Kissinger activities can be considered from a variety of points of view — from the position of abstract humanism, the global claims of Euro-Atlanticism, and finally, based on the postulates of his favorite international realism.

But in these short lines I will try to say how I imagined the attitude of this outstanding diplomat towards Russia. Simply put, was he our friend, or was he always our enemy? There will still be arguments over this issue.

Everyone knows and remembers that Kissinger initiated a policy of détente with the Soviet Union, but everyone also knows and remembers that he was much more drawn to China and, moreover, it was he who ultimately split the communist bloc, laying the foundations for the future US-China alliance.

Kissinger was not a big supporter of NATO expansion, but he, it seems, said very clearly back in 1992 that Russia’s path to NATO was forever barred, because NATO was created solely to contain our country, no matter what it was called.

Kissinger saw Brezhnev as a partner, but he was also very skeptical about Reagan’s friendship with Gorbachev. He never seemed particularly euphoric about Yeltsin, but he also established very good contacts with Putin. His entire policy towards Russia was marked by this paradox — he was a politician who clearly did not want openly pro-Western forces to prevail in Russia, forces counting on friendship and mutual understanding with the United States.

The reason for this is quite simple. We ourselves, as private people, are also not always happy about the fact that someone is in love with us, when we know that we cannot reciprocate. Kissinger firmly knew and insisted that the United States would never reciprocate Russia’s love, and therefore he preferred Brezhnev to Gorbachev and Putin to Yeltsin.
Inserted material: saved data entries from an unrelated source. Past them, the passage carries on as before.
PR #26587, opened 2024-09-17
anthropic[patch]: fix tool call and tool res image_url handling

baskaryan:


libs/partners/anthropic/langchain_anthropic/chat_models.py
```diff
@@ -194,65 +194,80 @@ def _format_messages(
...
-                else [{"type": "text", "text": message.content}]
-            )
-            # Note: Anthropic can't have invalid tool calls as presently defined,
-            # since the model already returns dicts args not JSON strings, and invalid
-            # tool calls are those with invalid JSON for args.
-            content += _lc_tool_calls_to_anthropic_tool_use_blocks(message.tool_calls)
         else:
             content = message.content
 
+        if isinstance(message, AIMessage) and message.tool_calls:
```
ccurme, line 252: (nit)
```suggestion
        # Ensure all tool_calls have a tool_use content block
        if isinstance(message, AIMessage) and message.tool_calls:
```

ccurme (approved):

libs/partners/anthropic/langchain_anthropic/chat_models.py
```diff
@@ -194,65 +194,81 @@ def _format_messages(
...
+                                    for k, v in block.items()
                                     if k in ("type", "text", "cache_control")
                                 }
                             )
+                    elif block["type"] == "tool_result":
+                        tool_content = _format_messages(
+                            [HumanMessage(block["content"])]
+                        )[1][0]["content"]
+                        content.append({**block, **{"content": tool_content}})
                     else:
```
eyurtsev, line 242: would be nice to get rid of the `else` branches if at all possible (and instead have an elif with an instance check)

eyurtsev (approved):

libs/partners/anthropic/langchain_anthropic/chat_models.py
baskaryan: there's no other known types so alternative would be to raise an error on else

Issue #26588, opened 2024-09-17
Issue with callback manager for verbose output


eyurtsev:
### Privileged issue

- [X] I am a LangChain maintainer, or was asked directly by a LangChain maintainer to create an issue here.

### Issue Content

Following this tutorial: https://python.langchain.com/v0.1/docs/modules/agents/quick_start/#create-the-agent

![image](https://github.com/user-attachments/assets/8e789de5-8774-44cf-a6c3-1b2b6bcdf356)

keenborder786:
@eyurtsev I can take this.

eyurtsev:
identical to: https://github.com/langchain-ai/langchain/issues/26773

PR #26593, opened 2024-09-17
core[patch]: On Chain Start Fix for `Chain` Class

keenborder786:
- **Issue:** #26588


keenborder786:
@eyurtsev please review

eyurtsev (changes requested):
HI @keenborder786 thanks for the PR! this is not the correct fix. We removed the serialization representation on purpose. The tracer itself should be fixed to deal with no representation being passed.

eyurtsev:
Here's some context: 
https://github.com/langchain-ai/langchain/pull/26270
https://github.com/langchain-ai/langchain/pull/26576

eyurtsev:
@keenborder786 we'll also need a unit test to be added for the PR to be merged

keenborder786:
@eyurtsev okay understood, let me do it.

keenborder786:
@eyurtsev review please

keenborder786:
@eyurtsev I have implemented the changes

libs/langchain/langchain/chains/base.py
```diff
@@ -147,11 +147,12 @@ def invoke(
             self.metadata,
         )
         new_arg_supported = inspect.signature(self._call).parameters.get("run_manager")
-
         run_manager = callback_manager.on_chain_start(
             None,
             inputs,
             run_id,
+            class_name=self.name,
```
eyurtsev, line 154: This is a big decision! 

`on_chain_start` here is an event dispatcher. By updating the information sent here the code sets the shape of dispatched on chain start events.

i.e., we should probably not be including `class_name` and `lc_id` in here, instead everything can be placed in the `name` logic if any additional attributes are needed

libs/core/langchain_core/callbacks/stdout.py
```diff
@@ -32,8 +32,14 @@ def on_chain_start(
             inputs (Dict[str, Any]): The inputs to the chain.
             **kwargs (Any): Additional keyword arguments.
         """
-        class_name = serialized.get("name", serialized.get("id", ["<unknown>"])[-1])
-        print(f"\n\n\033[1m> Entering new {class_name} chain...\033[0m")  # noqa: T201
+        if "name" in kwargs:
```
eyurtsev, line 35: We can fetch the `name`  from kwargs here if present and otherwise fallback to serialized representation

eyurtsev (approved):

libs/langchain/langchain/chains/base.py
eyurtsev: I'm going to remove these additions since they're not necessary or desirable

eyurtsev:
Should resolve: https://github.com/langchain-ai/langchain/issues/26773

slyin87:
@eyurtsev sorry to ask, so which version should I use to have this fix in place? How do I figure out based on this PR?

He wanted to see in the Kremlin a person who, of course, was not harshly hostile to his country, but who treated it with some cold, pragmatic indifference. He taught this cold mutual indifference to the world elite, both Western and Russian.

It seems to me personally that this was a valuable and important lesson — without a doubt, one can see behind this indifference some very specific calculation, say, of cheap labor in China or of its military-industrial power. But I think that the fundamental basis for this indifference is a clear understanding that, in terms of its scale, Russia does not fit into the Euro-Atlantic house, although this should not prevent us from being friends at home.

Kissinger was the gravedigger of all the bright expectations of the sixties — for progress, the merging of East and West, the convergence of systems, etc. I think we will miss him precisely as a person, with his mere presence in the world establishment, making it clear that the time for civilizational friendship has not yet have arrived.